Right now I'm not sure whether this is a problem of ckanext-extractor, the CKAN background job system, or your setup, so let's figure that out.

First of all, please make sure that ckanext-extractor is installed and configured correctly (see the documentation: running

wget -qO - http://localhost/api/3/action/extractor_list

Should return something like

{"help": "http://localhost/api/3/action/help_show?name=extractor_list", "success": true, "result": []}

If that works, please schedule a test background job. CKAN provides a paster command for that:

paster --plugin=ckan jobs test -c /etc/ckan/default/production.ini

Please post the logs of that background job, they should tell us whether this problem is related to ckanext-extractor or not.
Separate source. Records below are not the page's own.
PR #61, opened 2026-07-22
feat(firmware): add MT7925 firmware and link to MT7927

Ashcal9669:
### Description
- **Update MT7925 BT Firmware**: Replaces the older firmware binary with the updated 119 KB version.
- **Link MT7927 BT Firmware**: Removes the stale `MT6639` binary from the `mt7927` directory and symlinks it to the updated `mt7925` firmware file since they are byte-for-byte identical.


Lucid-Duck (changes requested):
@morrownr this is the same commit as the first one in #66, so the same objection applies: https://github.com/morrownr/mt76/pull/66#pullrequestreview-4801284803

It deletes the Bluetooth firmware for the MT7927. That file is not in linux-firmware, and this repo is the only place I could find it. My own MT7927 had no working Bluetooth until I copied that exact file onto the system, and it has worked ever since, including across a reboot this afternoon. Deleting it would leave anyone relying on this repo's copy without Bluetooth.

It also swaps out the MT7925 Bluetooth file. The one in the repo today is the same file linux-firmware ships. The replacement is about a quarter of the size and its header does not look like MediaTek firmware. I could not test that one, as I have no MT7925 Bluetooth adapter, so I am going only on what is in the file.

The Makefile change in the same commit is a good fix and worth keeping. Without that flag, `make install` can produce compressed modules the kernel cannot unpack. Split into its own commit it could go straight in.

Marking changes requested for the firmware files.

morrownr:
@Ashcal9669 

I appreciate your work and want to encourage you to continue. I do owe you an explanation for why I am resisting this specific patch. The idea for this repo is to make things better but do it in a manner that is consistent with how mt76 is handled in mainline. This patch diverges from mainline in that it is using a bt firmware file that is not designed for mt7927.

This patch may work better right now but it includes things that would have to be undone to get back to where mainline is or will be when the real mt7927 bt firmware drops. Part of my job here is to help manage this repo and I am getting old. My ability to track numerous workarounds that will need to be cleaned up is not there anymore. I do the best that I can but I am a guy that learned programming with FORTRAN and COBOL back before we had keyboards, mice and monitors. Really! 

> The Makefile change in the same commit is a good fix and worth keeping. Without that flag, make install can produce compressed modules the kernel cannot unpack. Split into its own commit it could go straight in.

I am asking you to consider following Devin's (Lucid) guidance above. If that happens, the patch will go in asap.

I hope you understand and if you have questions, please let me know.

Nick

Ashcal9669:
@morrownr @Lucid-Duck Thanks both for the review. Force-pushed a rewrite of 245677eb addressing this:

- Split the `xz --check=crc32` Makefile fix into its own PR: #68 (unrelated to the firmware question, should be able to land independently).
- Firmware: 245677eb's file changes were a straight regression, not a fix -- both `firmware/mt7927/BT_RAM_CODE_MT6639_2_1_hdr.bin` and `firmware/mt7925/BT_RAM_CODE_MT7925_1_1_hdr.bin` were already correct in the repo before that commit. This PR now just drops those changes and restores the pre-regression files, rather than replacing them with anything new. Verified byte-for-byte against Lucid's findings: both carry the "ALPS" tag at offset 16 that the corrupted file was missing, and match the original sizes (688341 / 446831 bytes) exactly. Also fixed the README's documented install path for the MT7927 BT file, which was wrong independent of 245677eb.

@morrownr on the mainline-consistency concern: understood, and to be clear this isn't introducing a new non-mainline workaround -- it's reverting a regression back to firmware that was already sitting in the repo prior to 245677eb. Nothing new is being added here that wasn't already present.

Lucid-Duck (approved):
Cleared, and thanks for splitting it.

This is only the README path fix now, and the correction is right. btusb derives the path from the chip id and asks for mediatek/mt7927/BT_RAM_CODE_MT6639_2_1_hdr.bin. That is exactly where I installed the file on my own 7927 today, and it is what got Bluetooth working on it. It is also the only BT path in that README missing the mediatek/ component; the other five are already correct.

PR #66, opened 2026-07-27
wifi: mt76: mt7925: re-arm MT7927 sniffer on assign_vif_chanctx

Ashcal9669:
mt7925_assign_vif_chanctx never re-armed the firmware sniffer, so a
monitor vif stayed stuck on whatever band it was first enabled on:
change_chanctx re-armed correctly, but iw's cross-band channel set on
an unassigned monitor vif goes through assign_vif_chanctx instead,
which only updated the chanctx pointer.

Factor the re-arm sequence (update_chan + set_sniffer(true) +
config_sniffer + clear beacon filter) into a shared
mt7925_monitor_arm_sniffer() helper and call it from both chanctx
paths. Also keeps the earlier beacon-filter guards: a monitor vif must
never get IEEE80211_VIF_BEACON_FILTER or PM applied, or firmware drops
other-BSS beacons.

Verified on MT7927: full 2.4->5->6->5->2.4 GHz band round-trip on a
single monitor vif with no interface recreation, beacons received on
every hop, no firmware warning/reset in dmesg. Packet injection via
aireplay-ng --test against an owned AP: 29/30 (96%) on 2.4GHz ch11,
30/30 (100%) on 5GHz DFS ch64.


Ashcal9669:
Follow-up commit fixes a correctness bug in the original patch: the cross-band teardown call to \`mt7925_mcu_set_sniffer(dev, vif, false)\` was silently reporting the *new* band_idx instead of the old one, because PR #65 changed that function to resolve band_idx from the vif's own chanctx pointer rather than the PHY chandef, and that pointer is already-updated (or already the mutated-in-place object) by the time this runs. Fixed by temporarily clearing the ctx pointer for that one call so it falls back to the still-stale PHY chandef. No hardware regression was observed from the original bug (single monitor vif can only be tuned to one band at a time), but the teardown call wasn't doing what its own comment claimed.

Lucid-Duck (commented):
@morrownr thanks for the review request.

**`245677eb` should not merge.** It removes `firmware/mt7927/BT_RAM_CODE_MT6639_2_1_hdr.bin`. On my 7927 that is the exact path btusb asks for: the log line is `Direct firmware load for mediatek/mt7927/BT_RAM_CODE_MT6639_2_1_hdr.bin`, about 170 failures a minute, every boot. linux-firmware ships no MT7927 BT blob. Putting this repo's copy into `/lib/firmware/updates/` stopped the loop and brought Bluetooth up, and the driver logged `Build Time: 20250606201235`, which is the header of that exact file. The symlink the commit adds is named `BT_RAM_CODE_MT7925_1_1_hdr.bin`, which is not a path my chip requests.

The same commit also replaces `firmware/mt7925/BT_RAM_CODE_MT7925_1_1_hdr.bin`. The current file is byte-identical to linux-firmware's at 446831 bytes; the replacement is 119328 bytes, carries no `ALPS` platform tag at offset 16, and its `section_num` reads 3521693024 where the genuine 7925 and 7927 blobs read 5 and 9. To be clear about the limit of that one: it is header inspection only. I have no MT7925 Bluetooth device here, so I have not loaded it and cannot say what it does on hardware.

**The two code commits: no regression, but I could not reproduce the problem.** Stock `905c0d79` against the same plus this PR merged, so the only delta is the Makefile line and the 80 lines of `mt7925/main.c`. One monitor vif walking bands, beacons counted per hop. On my 7927, stock alone retuned on every cross-band hop including 6 GHz, so there was nothing to recover. On an MT7925 USB adapter I ran both builds and the counts are indistinguishable, though 6 GHz was refused on that adapter on every build including the in-kernel one, so I could not cover that band there.

ftrace on both chips shows `mt7925_change_chanctx` firing about a microsecond after `mt7925_assign_vif_chanctx` on every `iw set freq`, cross-band included. Since the change path already re-arms the sniffer, the missing re-arm in the assign path has no effect I can measure. That may be the difference from the run described in the commit message.

I have not run the patched build on the 7927 itself. `rmmod` hung in stock main's napi teardown before I could swap, which is not this PR. Raising that separately.

I'll be testing this more later today when I get the time.

Lucid-Duck (changes requested):
Marking this as changes requested, for the firmware commit `245677eb` specifically. Detail in my review above. The two code commits are not the issue.

Ashcal9669:
@Lucid-Duck @morrownr Rewrote the commit message (force-pushed, code content unchanged from the last push) to fix the actual justification rather than argue with the ftrace finding, which I've verified is correct.

**Lucid's finding stands and I confirmed the mechanism**: in `net/mac80211/chan.c`, `ieee80211_assign_link_chanctx()` unconditionally calls `ieee80211_recalc_chanctx_min_def()` right after `assign_vif_chanctx`, which fires `change_chanctx` whenever anything differs -- reliably true for a solo monitor vif retuning to a fresh chanctx. So on the `iw set freq` path, `change_chanctx`'s existing re-arm (PR #54) does the real work, exactly as your ftrace showed. That part of the original commit message was wrong and I'm not defending it.

**Where this fix actually matters**: `ieee80211_reconfig()` (`util.c:2038-2040`) -- run after a firmware-recovery restart or resume from suspend -- reassigns the monitor vif's chanctx via `drv_assign_vif_chanctx()` directly, with no recalc and no `change_chanctx` follow-up at all. I reproduced the underlying symptom on hardware: monitor vif on a non-default 5GHz channel, triggered a firmware `chip_reset`, and beacon reception silently dropped to near zero afterward even though mac80211 still reported the correct channel. That's this path failing with no safety net.

Caveat on the hardware repro: I tested against this project's separate hardware-validation driver tree (its own more complex chanctx-lifecycle rewrite), not this exact diff, since I'm keeping that tree and this repo separate. That tree still exhibits the symptom, for what looks like a different, more specific reason (an early bailout when a WCID isn't populated yet post-reset) that this simpler patch's unconditional re-arm call doesn't share. So: the *problem* (reconfig path has no re-arm safety net) is hardware-confirmed; this patch's fix for it is verified by reading assign_vif_chanctx is the same driver callback in both paths, not by running this exact diff through a live chip_reset.

Also confirmed while in here: PR #65's CNM-enable commit for MT7927 (Sean Wang, already merged) is what makes assign_vif_chanctx/change_chanctx real driver callbacks here instead of mac80211's single-channel emulation fallback -- this fix depends on that being in place, and it is.

Lucid-Duck (changes requested):
@Ashcal9669 thanks for digging into this and finding the reconfig path. That is a much stronger justification.

I checked it and it holds up. In current mainline, ieee80211_assign_chanctx() (util.c:1712) calls drv_assign_vif_chanctx() and then returns, with nothing after it, and ieee80211_reconfig() is the only caller, twice, at 2043 and 2104. So after a firmware recovery or a resume there is nothing to re-arm the sniffer. That is a real gap and this closes it.

On the iw path, for what it is worth. On an MT7925 USB adapter I ran stock 905c0d79 and the same plus this PR, one monitor vif walking 2.4 and 5 GHz with beacons counted per hop, and the counts track each other within normal beacon variance. On the MT7927 itself I have only got stock through so far, where every cross-band hop retuned correctly including 6 GHz. So no regression that I can see.

The one thing still holding this up is the firmware commit 245677eb, which is unchanged in here. #61 shows what it looks like without it. If you drop it from this branch I will clear this straight away, since the two code commits are not the problem.

Ashcal9669:
@Lucid-Duck Thanks for verifying the util.c mechanism independently -- good to have that confirmed against mainline directly rather than just this fork's history.

Rebased this branch onto current main (post-#61) to drop 245677eb from its ancestry, force-pushed. Diff is now just the two driver commits against mt7925/main.c -- no firmware files. Verified locally before pushing: `245677eb` is no longer an ancestor of this branch, build is clean, and the re-arm code is unchanged content-wise from before the rebase.

Lucid-Duck (approved):
@Ashcal9669 Confirmed on MT7927 at 991d9d0. Same-base A/B against 8da5cdc4, one monitor vif, beacon count before and after ieee80211_reconfig with no retune in between. Triggered through mac80211's debugfs reset so the host never suspends.

| band | stock | patched |
|---|---|---|
| 2437 | 933 -> 1 | 915 -> 892 |
| 5180 | 137 -> 1 | 137 -> 139 |
| 6135 | 138 -> 1 | 137 -> 137 |

Stock reports the correct channel the whole time while firmware is deaf. ftrace shows the helper firing off assign_vif_chanctx on patched and nothing on stock.

Two things. All three bands fail the same way on stock, 2.4 included, so it does not look band-conditional. And chip_reset looks like a separate problem: mt7925_mac_reset_work never calls ieee80211_restart_hw, so reconfig is never reached and both builds drop to 1 beacon there. Might be worth a follow-up.

Clearing my changes-requested, the firmware commit is gone from the branch.

Ashcal9669:
@Lucid-Duck Appreciate the real stock-vs-patched A/B, that's much better evidence than my chip_reset repro was.

Worth correcting on my end: my earlier hardware test used chip_reset and I attributed the beacon drop to the ieee80211_reconfig() gap this PR fixes. Your finding that mt7925_mac_reset_work never calls ieee80211_restart_hw() means chip_reset doesn't reach reconfig() at all -- so that repro showed a real symptom, just not proof of *this* mechanism. Your test (beacon count across an actual reconfig, band-independent per your data) is the real validation here.

Agreed the chip_reset/mac_reset_work path not reaching ieee80211_restart_hw is a separate bug worth its own follow-up -- happy to help dig into that one too if useful. Thanks for catching both.

PR #6, opened 2021-10-29
✨ CJS sample package for testing

dmihalcik-virtru:
I haven't wired this in to the makefile since nvm doesn't play nice with make


dmihalcik-virtru:
We should move this to documentation or some other folder; it doesn't make sense here in among the recommended and supported ways to use this

dmihalcik-virtru:
We should move this to documentation or some other folder; it doesn't make sense here in among the recommended and supported ways to use this

PR #33, opened 2022-04-14
webpack builded, working both on Node and Browser

ivanovSPvirtru:


lib/prepareNodeESM.js
```diff
@@ -0,0 +1,33 @@
...
+      }
+      return files
+    });
+
+  files.forEach((filepath) => {
+    fs.readFile(filepath, 'utf8', (err, data) => {
+      if (!data.match(/(?:import|export) .* from/g)) {
+        return
+      }
+      let newData = data.replace(/((?:import|export) .* from\s+['"])([./].*)(?=['"])/g, '$1$2.js')
```
dmihalcik-virtru, line 23: Can you allow multi-line import/export statements by matching on `\n((?:import|export)[\s][^;]*[\s]from\s+['"])([.][/-$\d\w]+)(?=['"])/g, '$1$2.js')`

I think this will work? I haven't tested it, so probably not...

Also, when I did this in the past I did some work to not accidentally double-add `.js` to the end, but I don't remember how to do that...

This will avoid conflicts with prettier and other auto-formatters

lib/src/index.node.ts
```diff
@@ -0,0 +1,13 @@
+import { NanoTDFClient, NanoTDFDatasetClient, AuthProviders, version, clientType } from './index';
+import fetch from 'node-fetch';
```
dmihalcik-virtru, line 2: Yeah, it looks like node-fetch is the way to go:

https://www.npmtrends.com/cross-fetch-vs-isomorphic-fetch-vs-node-fetch-vs-whatwg-fetch

lib/src/index.node.ts
```diff
@@ -0,0 +1,13 @@
...
+// @ts-ignore
+import crypto from 'crypto';
+
+// @ts-ignore
+globalThis.crypto = crypto;
```
dmihalcik-virtru, line 7: Is this safe? I was worried about polluting globals so I avoided it in my node PR.

I didn't bother with fetch though :-/

dmihalcik-virtru, line 7: Is this safe? I was worried about polluting globals so I avoided it in my node PR.

I didn't bother with fetch though :-/

dmihalcik-virtru (changes requested):
I worry without multiline regex this is going to inevitably cause weird build bugs

lib/src/index.node.ts
ivanovSPvirtru: I think it is cause its explicit node.js endpoint and node crypto stuff is goes trough import, not global object. if you want we can use for preventing even possibility of colition?

lib/prepareNodeESM.js
ivanovSPvirtru: Because of it runs trough transpiled stuff its ok, tsc removes brakes
image

dmihalcik-virtru: Okay

lib/src/index.node.ts
dmihalcik-virtru: I'll follow up if we need to. We can discuss it with the channel

dmihalcik-virtru (approved):

lib/prepareNodeESM.js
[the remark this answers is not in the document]
ivanovSPvirtru: Updated too not duplicate the js. Line breaks - i cant fix for some reason. But good news is type script compilers remove line breaks no matter how long they are. So line breaks are not the issue

PR #39, opened 2022-04-21
🔥 Remove some crypto compatibility layer

dmihalcik-virtru:
- Removes support for Safari <11, IE provided with `getCrypto` filler. Global usage <= 0.04%
Safari 7-10.x Global usage <= 0.04%

- Improves node poly filler to avoid re-setting existing poly fills of crypto or fetch


dmihalcik-virtru:
@cassandrabailey293 Is it okay to drop support for these older browsers (IE and safari <= march 2017?)

lib/src/index.node.ts
```diff
@@ -2,8 +2,8 @@ import { NanoTDFClient, NanoTDFDatasetClient, AuthProviders, version, clientType
 import fetch from 'node-fetch';
 import { webcrypto as crypto } from 'node:crypto';
 
-globalThis.crypto = crypto as unknown as Crypto;
-globalThis.fetch = fetch as typeof globalThis.fetch;
+globalThis.crypto ??= crypto as unknown as Crypto;
```
pflynn-virtru, line 5: no idea what `??=` does

pflynn-virtru (approved):

lib/src/index.node.ts
dmihalcik-virtru: https://developer.mozilla.org/en-US/docs/Web/JavaScript/Reference/Operators/Logical_nullish_assignment

to avoid overwriting other library's poly fills

PR #40, opened 2022-04-22
Added exported modules to globalThis and included more build scripts

danielRicaud:
…PLAT-1638

# Conflicts:
#	cli/src/cli.ts


dmihalcik-virtru:
If we want to do this for the web pack bundled build, which kinda makes sense, do this as a new entry point, akin to index.node.ts, so we don't clutter the primary web entry point with globals and side effects

PR #47, opened 2022-04-28
Tdf3 + Nano = ❤️

ivanovSPvirtru:


dmihalcik-virtru:
Is this ready to review? It doesn't look like it builds yet, and it isn't clear how to initialize/use/test it. Maybe add a test scenario to the CLI tool?

lib/tdf3/karma.conf.cjs
```diff
@@ -0,0 +1,133 @@
+// Karma configuration
```
dmihalcik-virtru, line 1: Is this file still used?

lib/tdf3/README.md
```diff
@@ -0,0 +1,344 @@
+[![CI Status](https://github.com/opentdf/tdf3-js/actions/workflows/build.yaml/badge.svg)](https://github.com/opentdf/tdf3-js/actions/workflows/build.yaml)
```
dmihalcik-virtru, line 1: Is this file used by typedoc or something? You can probably just delete it otherwise

lib/fasade/FileClient.ts
```diff
@@ -0,0 +1,67 @@
+import { Client as ClientTdf3 } from '../tdf3/src/client';
```
dmihalcik-virtru, line 1: It is spelled `facade`. But this is great! 👍

dmihalcik-virtru (approved):
It looks good, but you'll probably want a clean run of `cd lib && npm test` in the GitHub actions. I'm guessing there is still some cleanup there.

I'm guessing we'll need some more extreme refactoring to get the AuthProvider class working with the old code, so I'm fine with committing it without that now. 

Probably we should commit this as soon as we can get it building and unit tests passing, then we can shard out the various refactoring tasks easier, such as any node->web conversions, addition of types, or changes to auth.

dmihalcik-virtru (approved):

PR #48, opened 2022-05-02
WIP generic oidc client?

dmihalcik-virtru:
- tilt up, then update abacus-web client in keycloak to allow redirects to localhost:8080


dmihalcik-virtru:
I doubt anyone needs this; we can move it to a blog post or something

PR #54, opened 2022-05-19
📄 License check update

dmihalcik-virtru:
- CC-BY-4 is an OSI approved OSS license that meets the other criteria we have for MIT and BSD licenses.
- The only package we transitively depend on that uses it is already allowed

### DIFF
--- a/cli/package-lock.json
+++ b/cli/package-lock.json
@@ -1,12 +1,12 @@
 {
   "name": "@opentdf/cli",
-  "version": "0.1.1",
+  "version": "0.2.1",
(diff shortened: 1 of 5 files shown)


cassandrabailey293:
LGTM - there's a conflict in the `lib/package.json` due to https://github.com/opentdf/client-web/pull/55 that needs resolving but otherwise looks fine

dmihalcik-virtru:
Got an approval from PM; can I get a dev review? (@ivanovSPvirtru or @danielRicaud maybe?)

obidenko (approved):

So i actually ran sudo supervisorctl restart ckan-worker:* and the error went away. I think it just needed to be restarted. I will update here if it comes back.

Thanks for the update, @mystycs, and good that you're issue has been resolved. I'm closing this issue, but feel free to reopen it in case the problem reappears.

Restarting the worker can be forgotten easily, so I've filed an issue to improve CKAN's docs on restarting things: ckan/ckan#4512.